**TASK**
In the entries below, work out how many lines include "newModelName", and write only that number.

━━━ DATASET RECORDS

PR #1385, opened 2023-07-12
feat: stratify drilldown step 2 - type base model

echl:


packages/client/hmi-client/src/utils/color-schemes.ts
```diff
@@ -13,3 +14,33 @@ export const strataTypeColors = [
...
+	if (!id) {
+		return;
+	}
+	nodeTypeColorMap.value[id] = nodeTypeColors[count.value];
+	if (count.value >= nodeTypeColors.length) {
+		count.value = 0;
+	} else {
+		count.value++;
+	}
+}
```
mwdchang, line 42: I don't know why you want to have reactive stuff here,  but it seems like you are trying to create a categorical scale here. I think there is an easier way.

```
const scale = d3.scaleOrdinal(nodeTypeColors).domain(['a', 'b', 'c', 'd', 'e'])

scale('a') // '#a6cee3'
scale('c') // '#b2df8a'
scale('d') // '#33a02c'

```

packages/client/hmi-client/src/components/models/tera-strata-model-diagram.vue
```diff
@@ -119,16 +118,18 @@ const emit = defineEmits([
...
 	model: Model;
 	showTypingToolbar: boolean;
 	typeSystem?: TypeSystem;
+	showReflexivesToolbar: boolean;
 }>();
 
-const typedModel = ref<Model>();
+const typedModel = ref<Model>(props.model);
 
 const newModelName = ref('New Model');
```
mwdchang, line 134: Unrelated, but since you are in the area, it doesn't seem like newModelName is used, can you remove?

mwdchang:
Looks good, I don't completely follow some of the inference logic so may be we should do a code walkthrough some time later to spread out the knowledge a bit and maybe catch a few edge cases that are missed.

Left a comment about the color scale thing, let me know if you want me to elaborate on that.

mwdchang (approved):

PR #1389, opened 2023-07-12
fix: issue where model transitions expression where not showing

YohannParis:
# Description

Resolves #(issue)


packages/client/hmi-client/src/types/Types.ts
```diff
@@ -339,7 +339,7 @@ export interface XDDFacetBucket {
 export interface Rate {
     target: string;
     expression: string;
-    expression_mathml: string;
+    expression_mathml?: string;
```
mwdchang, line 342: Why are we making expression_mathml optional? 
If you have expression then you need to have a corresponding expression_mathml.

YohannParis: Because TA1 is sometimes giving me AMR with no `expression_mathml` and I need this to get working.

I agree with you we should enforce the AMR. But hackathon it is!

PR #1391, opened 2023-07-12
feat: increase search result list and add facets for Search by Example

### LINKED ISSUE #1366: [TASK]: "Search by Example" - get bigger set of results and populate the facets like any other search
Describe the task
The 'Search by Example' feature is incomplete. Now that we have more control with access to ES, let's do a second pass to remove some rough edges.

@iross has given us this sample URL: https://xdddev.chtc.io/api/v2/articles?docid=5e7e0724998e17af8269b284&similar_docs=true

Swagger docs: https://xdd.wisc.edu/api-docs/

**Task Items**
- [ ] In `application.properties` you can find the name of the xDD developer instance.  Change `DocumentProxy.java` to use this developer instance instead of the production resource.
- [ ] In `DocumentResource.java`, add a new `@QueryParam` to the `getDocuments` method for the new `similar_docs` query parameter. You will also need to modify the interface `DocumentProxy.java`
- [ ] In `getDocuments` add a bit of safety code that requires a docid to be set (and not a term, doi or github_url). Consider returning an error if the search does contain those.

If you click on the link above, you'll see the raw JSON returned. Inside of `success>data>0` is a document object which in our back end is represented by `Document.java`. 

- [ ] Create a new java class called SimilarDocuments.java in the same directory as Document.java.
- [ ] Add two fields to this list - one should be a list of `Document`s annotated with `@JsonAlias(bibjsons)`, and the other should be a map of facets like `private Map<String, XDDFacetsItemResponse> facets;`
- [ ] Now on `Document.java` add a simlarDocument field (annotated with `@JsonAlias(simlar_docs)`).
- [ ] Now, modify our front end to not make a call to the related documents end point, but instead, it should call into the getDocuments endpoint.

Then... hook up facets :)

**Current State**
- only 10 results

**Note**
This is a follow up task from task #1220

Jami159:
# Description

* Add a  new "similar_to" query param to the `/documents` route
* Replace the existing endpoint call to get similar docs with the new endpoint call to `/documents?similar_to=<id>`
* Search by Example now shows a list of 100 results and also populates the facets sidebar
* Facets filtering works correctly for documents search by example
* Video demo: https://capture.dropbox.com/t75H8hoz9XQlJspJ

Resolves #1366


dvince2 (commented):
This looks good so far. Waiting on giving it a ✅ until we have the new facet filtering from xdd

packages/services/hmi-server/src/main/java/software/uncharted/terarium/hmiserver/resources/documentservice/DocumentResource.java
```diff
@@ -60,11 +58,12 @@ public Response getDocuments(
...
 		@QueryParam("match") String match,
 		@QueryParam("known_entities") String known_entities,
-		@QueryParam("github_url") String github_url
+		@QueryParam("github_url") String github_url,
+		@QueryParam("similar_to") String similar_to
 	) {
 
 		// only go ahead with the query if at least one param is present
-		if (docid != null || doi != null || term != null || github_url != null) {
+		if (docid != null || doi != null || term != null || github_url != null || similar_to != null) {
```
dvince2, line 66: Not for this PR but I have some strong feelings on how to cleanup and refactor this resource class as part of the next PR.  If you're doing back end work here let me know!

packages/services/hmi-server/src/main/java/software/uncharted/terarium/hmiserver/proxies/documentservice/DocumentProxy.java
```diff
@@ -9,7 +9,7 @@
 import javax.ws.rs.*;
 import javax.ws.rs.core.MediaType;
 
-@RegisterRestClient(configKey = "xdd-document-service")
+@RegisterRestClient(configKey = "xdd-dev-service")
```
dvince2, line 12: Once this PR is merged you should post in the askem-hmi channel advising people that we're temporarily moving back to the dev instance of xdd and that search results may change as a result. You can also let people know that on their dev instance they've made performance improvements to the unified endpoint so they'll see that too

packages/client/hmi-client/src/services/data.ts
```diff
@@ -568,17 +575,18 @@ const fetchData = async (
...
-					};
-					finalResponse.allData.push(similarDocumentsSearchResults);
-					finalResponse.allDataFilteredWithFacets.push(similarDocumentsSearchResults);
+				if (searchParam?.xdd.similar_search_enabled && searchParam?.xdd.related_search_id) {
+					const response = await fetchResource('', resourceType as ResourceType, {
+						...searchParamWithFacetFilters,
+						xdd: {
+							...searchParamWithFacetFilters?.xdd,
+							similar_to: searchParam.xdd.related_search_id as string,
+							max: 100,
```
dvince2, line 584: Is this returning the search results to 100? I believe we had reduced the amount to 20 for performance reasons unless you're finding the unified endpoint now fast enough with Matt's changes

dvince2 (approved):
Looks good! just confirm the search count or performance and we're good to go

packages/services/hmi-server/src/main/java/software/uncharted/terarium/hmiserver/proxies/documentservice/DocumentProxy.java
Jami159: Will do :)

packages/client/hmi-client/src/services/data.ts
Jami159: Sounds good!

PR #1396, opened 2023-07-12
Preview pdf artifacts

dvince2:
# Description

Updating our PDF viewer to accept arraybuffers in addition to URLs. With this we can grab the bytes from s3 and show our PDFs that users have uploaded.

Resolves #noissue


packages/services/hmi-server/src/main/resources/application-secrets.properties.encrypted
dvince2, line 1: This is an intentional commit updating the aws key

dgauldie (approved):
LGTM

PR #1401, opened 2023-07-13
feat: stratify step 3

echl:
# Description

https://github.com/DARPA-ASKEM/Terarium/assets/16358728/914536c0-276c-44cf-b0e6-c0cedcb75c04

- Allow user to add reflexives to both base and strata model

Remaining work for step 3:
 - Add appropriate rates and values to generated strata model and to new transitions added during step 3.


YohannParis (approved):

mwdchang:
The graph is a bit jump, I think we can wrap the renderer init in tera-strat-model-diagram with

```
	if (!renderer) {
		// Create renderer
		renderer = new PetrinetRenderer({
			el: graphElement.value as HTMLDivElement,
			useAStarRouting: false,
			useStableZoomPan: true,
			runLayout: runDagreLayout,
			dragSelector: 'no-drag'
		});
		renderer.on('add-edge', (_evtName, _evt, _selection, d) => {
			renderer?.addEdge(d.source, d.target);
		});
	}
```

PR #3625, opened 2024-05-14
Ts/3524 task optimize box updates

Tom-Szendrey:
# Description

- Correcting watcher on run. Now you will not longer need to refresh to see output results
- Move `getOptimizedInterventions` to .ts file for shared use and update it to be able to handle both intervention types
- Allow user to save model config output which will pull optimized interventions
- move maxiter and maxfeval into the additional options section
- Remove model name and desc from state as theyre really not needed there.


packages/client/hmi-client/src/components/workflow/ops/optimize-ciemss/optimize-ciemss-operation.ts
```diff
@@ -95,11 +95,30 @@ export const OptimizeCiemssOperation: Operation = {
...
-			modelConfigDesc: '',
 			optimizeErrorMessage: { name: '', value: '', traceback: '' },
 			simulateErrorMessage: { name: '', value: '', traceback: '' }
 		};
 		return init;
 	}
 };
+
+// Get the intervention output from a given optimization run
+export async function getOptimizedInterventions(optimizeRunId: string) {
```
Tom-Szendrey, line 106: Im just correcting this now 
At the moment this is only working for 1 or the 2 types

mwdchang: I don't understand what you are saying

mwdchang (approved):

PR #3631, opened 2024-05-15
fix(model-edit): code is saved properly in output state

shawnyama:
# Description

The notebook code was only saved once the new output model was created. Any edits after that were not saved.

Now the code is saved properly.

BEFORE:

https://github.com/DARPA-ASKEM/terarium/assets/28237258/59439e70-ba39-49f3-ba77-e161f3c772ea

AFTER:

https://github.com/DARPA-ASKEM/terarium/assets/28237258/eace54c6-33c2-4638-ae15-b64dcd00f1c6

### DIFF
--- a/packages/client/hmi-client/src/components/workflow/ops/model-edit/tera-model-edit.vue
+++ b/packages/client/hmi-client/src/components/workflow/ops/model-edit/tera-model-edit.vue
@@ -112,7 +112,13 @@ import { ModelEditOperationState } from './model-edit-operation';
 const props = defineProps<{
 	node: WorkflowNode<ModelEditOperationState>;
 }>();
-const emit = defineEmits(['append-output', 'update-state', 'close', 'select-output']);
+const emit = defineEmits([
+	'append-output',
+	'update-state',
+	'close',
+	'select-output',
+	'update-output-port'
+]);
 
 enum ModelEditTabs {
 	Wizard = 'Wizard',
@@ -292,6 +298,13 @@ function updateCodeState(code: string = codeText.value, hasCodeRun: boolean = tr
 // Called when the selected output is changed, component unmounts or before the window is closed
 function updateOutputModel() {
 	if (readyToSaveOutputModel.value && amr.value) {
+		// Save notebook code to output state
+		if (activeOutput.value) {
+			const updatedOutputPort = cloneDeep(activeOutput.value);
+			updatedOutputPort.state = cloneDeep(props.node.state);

━━━━━━

**ANSWER SPACE**
2